In addition, each patient was referred for cone beam computed tomography (CBCT, iCAT, Imaging Sciences, Hatfield, PA, USA, FOV: 16 × 13 cm, 0.25 mm voxel, scanning time 26.9 s). All CBCT scans were acquired by the same calibrated examiner to ensure the repeatable conditions, including head and tongue posture [22,23]. Every patient’s data obtained from CBCT scans were then uploaded into the 3D Amira™ visualization and analysis computer program (Thermo Fisher Scientific, Berlin, Germany) and set on cephalogram shot to calculate upper airway volume (UAV). Four landmarks were used, such as posterior nasal spike, the tip of the uvula, the top of the epiglottis, and the base of the epiglottis. The program marked the airways from which the upper airway volume was extracted (based on the landmarks). Mapping from 2D to 3D through interpolation was made to receive the volumetric measure automatically. The details, including landmarks used in the measurements and upper airway volume view in Amira are presented in Figure 1 and Figure 2.
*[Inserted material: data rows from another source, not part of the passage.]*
PR #451, opened 2026-08-01
Cap the composer against the space the reader can actually see

miljanm:
## The problem

With a file attached and the soft keyboard open, the composer covers the entire conversation on a phone.

The textarea's growth ceiling was a fixed `max-height: 280px`, and the attachment tray was added on top of it rather than counted against it — a 96px card plus 6px tray padding, a 6px column gap and 16px of pill padding. That is a 406px composer inside the ~470px an iPhone leaves above the keyboard. The textarea did scroll once it reached its cap, but only after the composer had already swallowed the transcript, so the reported symptom is "the chat box has no scroll, it just grows forever".

Neither number is wrong on its own; 280px is a reasonable ceiling in a desktop pane. The defect is that the ceiling had no relationship to the space the reader actually has.

## The fix

`ChatView` publishes `--composer-room`: the smaller of the chat pane's `clientHeight` and `visualViewport.height`. Both are needed. The shell is `position: fixed` on an unscrollable document, so on a phone `.chat` keeps its full height while the keyboard covers half of it and only visualViewport reports the shrink; in a split workspace the pane is the smaller of the two. It is published from the existing composer-geometry pass, which already runs on visualViewport resize/scroll, window resize, foreground return, and the foot's ResizeObserver.

`.chat__input` then caps itself at:

```css
max-height: clamp(
  48px,
  calc(var(--composer-room, 100dvh) * 0.5 - var(--composer-reserve, 8px)),
  280px
);
```

`--composer-reserve` is everything inside the pill that is not the text area: its own padding, plus the chip tray and its gap once files are attached. The tray therefore comes out of the text's share instead of adding to it, and the composer's total height is the same with or without an attachment. 280px remains the ceiling, so behaviour in a roomy pane is unchanged, and the floor keeps two lines legible in a small embedded one. Growth past the cap still scrolls inside the textarea.

That reservation reads the card size from one `--attach-card` token on `.chat`, now shared with `.chat__attach-thumb` — the sent-message thumbnail that already had to match the composer's chip and kept that contract by repeating the literal.

## Measured at 402px wide, with a file attached and a long draft

| viewport | before | after |
| --- | --- | --- |
| 754px pane, no keyboard | composer 422px | composer 395px |
| 412px pane, keyboard open | composer 422px — 102% of the visible chat | composer 224px — 54% |

At the 412px pane the pill is 208px whether or not a file is attached, which is the property the reserve buys.

## Tests

`composerGrowthCap.test.js` covers the cap's shape, the reserve accounting, and the two-viewport rule in ChatView. The existing attachment-sizing contract test now asserts the shared token instead of a repeated literal. The full `ChatView` suite (918 tests) passes.

Verified in a headless browser at both viewport sizes. A real iOS soft keyboard was not exercised; the 412px pane stands in for what it leaves.


miljanm:
`frontend-unit` was red on the structural-test ratchet, not on an assertion:

```
Structural-test debt grew:
  - 89 source-reading files exceeds 88
  - 783 source-reading cases exceeds 780
```

Fair hit. `composerGrowthCap.test.js` read `ChatView.css` and `ChatView.jsx` with `readFileSync` and asserted on their text, which is exactly what that budget exists to stop. I've taken the checker's instruction rather than the ceiling.

The load-bearing part of this change was never the CSS string anyway. It's the arithmetic deciding how much of the chat the reader can actually see, and that was buried inline in a `ChatView` callback as `Math.min(visible || pane, pane || visible)` — the kind of expression that earns a name and a test. It now lives in `composerTextareaSizing.js` (the module that already owns the composer's height policy, next to `COMPOSER_TEXTAREA_MAX_HEIGHT`) as an exported `composerRoom()`, given the same treatment `popoverMaxHeight()` got for the same keyboard problem.

The five cases exercise real numbers: the reported phone (the pane still measures 754px while the keyboard leaves 412), a tiled pane bounding a tall window, either bound missing while the other stands alone, an unmeasurable composer falling back to the CSS default, and fractional `visualViewport.height` rounding to whole pixels. The guard against `NaN` and negative measurements is new — the old expression would have propagated either straight into the CSS var.

I dropped the CSS assertions rather than relocating them. Asserting that `ChatView.css` contains `clamp(` caught nothing review doesn't, and would break on any refactor of a rule that's declarative and readable in the diff. Worth flagging so it's a deliberate choice you can push back on: the reserve accounting (`--composer-reserve` switching from `8px` to `calc(var(--attach-card) + 28px)`) now has no unit coverage, because there's no CSS-evaluating harness in `frontend-unit`. If you'd rather that property were pinned, the honest place is an e2e assertion on the composer's height with and without an attachment — happy to add one.

The cap, the reserve accounting and the published var are all unchanged; this is test-shape only. Ratchet is back to its baseline at 88/88 files and 780/780 cases, and `frontend-unit` is green.

hamzamerzic:
## Review synthesis

**Verdict: request changes** — one real gap, otherwise the right fix at the right layer.

The diagnosis is correct: the old `max-height: 280px` had no relationship to visible space, and `min(pane, visualViewport)` is the right rule — it reconciles the Chromium `interactive-widget=resizes-content` behaviour with iOS Safari's. Making the attach tray count *against* the textarea's share instead of stacking on top of it is the cause-level fix, and routing both the pending chip and the sent thumbnail through one `--attach-card` token removes a real drift risk.

### [MAJOR] `--composer-room` is never published on an empty chat — *verified*

**Where:** `frontend/src/components/ChatView/ChatView.jsx:483` (`measureComposerHeight`), reached only via `useScrollMode.js:2394`

The publication lives in `measureComposerHeight`, which is handed to `useScrollMode` as `syncComposerGeometry` and is only ever invoked through `composerResized()` → `composerResizeRunRef.current?.()`. That ref is assigned at `useScrollMode.js:1681`, inside a layout effect that returns early at line 1394:

```js
// Empty chats intentionally render no scroll node.
const scrollEl = scrollRef.current
const spacerEl = spacerRef.current
if (!scrollEl || !spacerEl) return
```

`.chat__scroll` renders only when `!showEmpty && !showLoadError` (`ChatView.jsx:3643`). So on an empty chat the ref is never assigned, `composerResized()` is a permanent no-op, and `--composer-room` is never set on `.chat`.

**Failure:** New chat on iOS, attach a photo, keyboard up. The clamp falls back to its `var(--composer-room, 100dvh)` default; `100dvh` does not shrink for the soft keyboard, so the cap resolves to the old 280px ceiling inside a visible band of ~412px. That is the reported bug, in the flow most likely to hit it.

**Fix:** Publish `--composer-room` from a path that survives the empty-chat early return — either hoist it out of the scroll-controller-owned geometry pass into its own effect on `.chat`, or set it alongside the existing `visualViewport` listeners at `ChatView.jsx:1485`.

### [MINOR] `--composer-reserve` hand-sums four values from elsewhere

**Where:** `ChatView.css:2464` — `calc(var(--attach-card) + 28px)` with the comment "card + 6px tray padding + 6px column gap + 16px pill padding".

The PR's own thesis is that a repeated literal lets two sides drift, which is why `--attach-card` was introduced. The `28px` re-introduces exactly that: change the tray padding and the reserve is silently wrong, with no test to catch it. Composing it from the same tokens the layout uses would close the loop.

### Notes

- I checked whether the cap actually tracks the keyboard and it does — `measureComposerHeight` is already wired to `visualViewport` `resize`/`scroll` at `ChatView.jsx:1485`, so on a non-empty chat the behaviour is correct. That is not a defect.
- The second model rated this `APPROVE_WITH_NITS` and raised only that the new test's description overstates its coverage — a fair point: `composerRoom` is a pure function and the tests exercise arithmetic, not the CSS clamp that consumes it. It did not find the empty-chat gap.

---
<sub>Synthesized from two independent model reviews (Claude Opus 5, GPT-5.6 Sol) run against this exact diff with no shared context. Findings marked *verified* were confirmed by hand against the code; where the models disagreed, the disagreement is stated rather than averaged.</sub>

miljanm:
Thank you — the MAJOR is real, I reproduced the whole path by hand, and it's the more interesting kind of bug: the code was right and the *layer* was wrong.

### The empty-chat gap

Confirmed exactly as described. `measureComposerHeight` → `syncComposerGeometry` → only ever reached via `composerResized()` → `composerResizeRunRef.current?.()`, and that ref is assigned inside the layout effect that returns at `useScrollMode.js:1394`. `.chat__scroll` renders only under `!showEmpty && !showLoadError` (`showEmpty` is `messages.length === 0 && !turnActive && !loading`), while `.chat__foot` renders unconditionally — so on a new chat the composer is right there, fully interactive, and the var that bounds it never arrives. Falls back to `100dvh`, which iOS doesn't shrink for the keyboard. The original bug, intact, in the flow most likely to hit it.

What I'd gotten wrong is that I put the room in that pass because it already ran on the right events, which isn't a reason — it's a coincidence. `--composer-h` genuinely belongs there: it feeds the list's bottom padding and has to be sequenced with spacer math, so the scroll controller should own when it runs. The room owns none of that. It describes the pane and the visible viewport, and an empty chat has both.

So it publishes on its own terms now, via `publishComposerRoom()`, and `measureComposerHeight` goes back to owning `--composer-h` alone. I also gave the pane its own `ResizeObserver` — it's the room's other input and can change with no window or viewport event at all, which a workspace split drag does; relying on a neighbouring event firing is the same mistake one layer down. The write is guarded on a real change so observing the element the callback writes to can't feed back.

### The reserve

Fair, and it was the PR's own argument used against it. The pill now declares `--pill-pad`, `--pill-gap`, `--tray-pad-top` and `--tray-pad-bottom`; the tray consumes them and the reserve sums the same four. Same 28px, but nothing left to drift.

### On the coverage point

The second model is right that the unit tests exercise arithmetic, not the clamp — I've corrected their descriptions to say so rather than implying end-to-end coverage.

But it's the sharper point than it looks: a pure-function test could never have caught this bug, because the bug was entirely in the wiring. So I've added `tests/composer-growth-cap.spec.mjs`, which is also the e2e coverage I offered for the reserve last round. Two tests: the var is published on a chat with no messages (this is the regression — it would fail on the previous commit, where nothing publishes it), and at a short viewport, where the reserve actually bites instead of both states resting on the 280px ceiling, attaching a file leaves the pill exactly as tall while keeping the conversation the larger half.

I couldn't run the browser suite locally — no Docker in this container — so that spec went up unverified and I watched it land. Both cases pass, and all four checks are green.

One thing I did *not* do: `--composer-h` has the same empty-chat gap, since it's published from the same pass. On an empty chat there's no list to pad, so nothing is visibly wrong, and it's pre-existing rather than something this PR introduced. Happy to fix it here if you'd rather it not stay latent, but it seemed like the wrong thing to fold into a bug fix uninvited.

hamzamerzic:
## Review synthesis (round 2)

**Verdict: request changes** — both round-1 findings are cleanly resolved; one new issue in the reworked reserve.

### Round-1 follow-up

| Round-1 finding | Status |
|---|---|
| `--composer-room` never published on an empty chat | **RESOLVED** — now published by its own `publishComposerRoom` callback (`ChatView.jsx:504`), called from `applyNow` and from a `ResizeObserver` on `.chat`, neither of which routes through `useScrollMode`'s no-scroll-node early return. `tests/composer-growth-cap.spec.mjs` asserts the var lands on a chat with zero `.chat__scroll` nodes — a test that pins exactly the gap. |
| `--composer-reserve` hand-sums four values | **RESOLVED** — the `+ 28px` literal is replaced by `--pill-pad`/`--pill-gap`/`--tray-pad-top`/`--tray-pad-bottom`, consumed by the same rule's own `gap`/`padding` and by `.chat__attach-tray`, so the reserve and the layout can no longer disagree. |

Both fixes are the structural kind rather than patches, and the new browser test targets the precise empty-chat case. Nicely done.

### [MAJOR] The attach reserve is unbounded, so a short room still hands the composer most of it

**Where:** `frontend/src/components/ChatView/ChatView.css` — `.chat__pill--with-attach`'s `--composer-reserve`

The cap is `clamp(48px, calc(var(--composer-room) * 0.5 - var(--composer-reserve)), 280px)`. The reserve is now correctly composed, but it is a *fixed* quantity subtracted from the room, and the `clamp` floor is 48px. When the room is small, the subtraction drives the middle term below the floor, the floor wins, and the composer ends up taller than half the visible room — the exact relationship the PR set out to establish.

**Failure:** phone in landscape with the keyboard up and a file attached — visible room ~190px. Half is 95px; the attach reserve (card + paddings + gap ≈ 124px) exceeds that, so the middle term goes negative and the textarea clamps to its 48px floor *on top of* a ~124px tray, giving a composer of ~172px in a 190px band. The conversation is again reduced to a sliver, which is the bug this PR fixes everywhere else.

**Fix:** bound the tray itself when the room is short — either scale `--attach-card` down with `--composer-room`, or make the total pill height (tray + textarea) the quantity clamped to half the room, rather than clamping only the textarea and adding the tray on top.

### [NIT] `.chat__pill`'s own reserve re-hand-sums its padding

The no-attachment `--composer-reserve: 8px` is still a literal restating the pill's own vertical padding, which the tokens introduced in this round now express properly a few lines below.

---
<sub>Two independent model reviews (Claude Opus 5, GPT-5.6 Sol) run against this exact head with no shared context, then synthesized. Both confirmed the round-1 items resolved; both independently flagged the unbounded reserve.</sub>

miljanm:
Addressed the round-two findings in `f96c2e0b`, then merged current `main` in `76005a89` to clear the branch conflict without rewriting the published history.

- The attachment preview now spends the same half-room budget as the textarea. At the review's 190px visible-room case, the pending card compacts before the transcript does, while a one-line input remains usable.
- The no-attachment reserve now derives from the pill's own padding token rather than restating `8px`.
- Added browser coverage for the 190px short-room layout, including the card, input, and total pill bounds.

Local verification: the structural-test ratchet remains 88/88 files and 780/780 cases; the focused composer tests pass (8/8); and the full frontend `npm test` suite passes on the merge result. The new Playwright case was not run locally because this checkout has no isolated Docker runner; hosted CI is running it now.

miljanm:
The hosted browser run confirmed the cramped 190px case now passes, and exposed one exact follow-up in the same sizing contract: the attached layout reserved both 1px pill borders while the no-attachment layout reserved padding only, so the total height shifted by 2px. I pushed 6114bf2d to give the border one shared token and subtract it from both budgets. Production build, runtime/structure checks, the 8 focused sizing tests, and the full frontend suites (2,262 lib + 76 hook tests) pass locally; hosted checks are rerunning.

miljanm:
Status correction after the branch updates: the maintainer rebase replaced the earlier `f96c2e0b` / `76005a89` commit IDs with equivalent reviewed history through `cfb588a4`. The final follow-up is `6114bf2d`, which fixes the exact 2px border-budget mismatch found by hosted e2e; `3f3c819f` then merges current `main` at `7a376a27` without rewriting the public branch. On that final head, privacy, frontend-unit, and the full hosted e2e suite are green; backend is still running.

To check the normality of data distribution, the Shapiro–Wilk test was used. Variables with normal distribution are presented as a ± mean with a standard deviation. Variables with non-normal distribution are presented as a median with an interquartile range (Table 1 and Table 2).
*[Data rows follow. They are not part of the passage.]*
PR #452, opened 2026-08-01
Close the chat image viewer without waiting on a history traversal

miljanm:
## What breaks

Opening an image in a chat and tapping the close button does nothing on a standalone iOS PWA — repeatedly, until the app is relaunched. The backdrop tap and Escape share the same affordance and the same failure.

## Why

Variables with a normal distribution were compared using ANOVA variance analysis, Kruskal–Wallis non-parametric test, and posthoc multiple comparison test with the Tukey post hoc test. The estimated power for comparison of the three groups at effect size = 0.5 was 0.99 (G*Power software, Düsseldorf, Germany) (Figure 3). In order to estimate the correlation between the variables, Spearman’s and Kendall’s correlation coefficients were used. In order to estimate the correlation between variables, Spearman’s correlation coefficient was used. The chi-square test was carried out for the qualitative evaluation of variables. A logistic regression model was created to assess hidden risk. The results of univariate analysis are represented as an odds ratio with a 95% confidence interval. Multivariate analysis was performed using the stepwise regression method. The significance level was adopted as α = 0.05. The study was approved by the Bioethics Committee of Pomeranian Medical University in Szczecin (approval number KB-0012/83/16) and was conducted in accordance with the Declaration of Helsinki and Good Clinical Practice set forth by the International Conference on Harmonization of Technical Requirements for Registration of Pharmaceuticals for Human Use (ICH). We also ensured that the study conformed to applicable international regulatory authority laws, regulations, and guidelines.

3. Results

The mean age in the women’s group was 43.78 ± 12.89 years and in the men’s group, 45.37 ± 17.41 years. The average BMI in the women’s group was 24.58 ± 4.27, the average BMI in the men’s group was 26.08 ± 3.43 (Table 1). In response to question 1 of the Berlin Questionnaire (Do you snore?) 69 patients answered “yes” (54 females, 15 males), 47 (32 females, 15 males) “no”, and 13 patients did not know if they snored (13 females). We did not find gender-related risks of developing OSA (Figure 4). Patients who reported snoring also reported increased fatigue after waking up, as well as increased daytime sleepiness, compared to non-snorers who answered, “I am never or nearly never tired during the day”. Significantly higher BMI scores (26.14 ± 4.03 vs. 23.75 ± 3.87) were observed in declared snorers compared to non-snoring patients (Figure 5). In addition, snoring patients had higher Heart Rate (74 bpm vs. 68 bpm), higher modified Mallampati score (3 vs. 1) and lower UAV (13,241.4 vs. 17,627.4 vx) than the non-snoring group. Further analysis showed that snoring affects men and women equally. There were significant differences in blood oxygenation in snoring compared to non-snoring patients—98 vs. 99. In our study, breathing-related problems coincided with BMI ranging from 16.60 and higher, MMP 3 and 4, also UAV value from 5411.78 to 28,337.90 mm3. Additionally we found significant correlation between MMP scale and UAV (Tau = 0.17, p = 0.02).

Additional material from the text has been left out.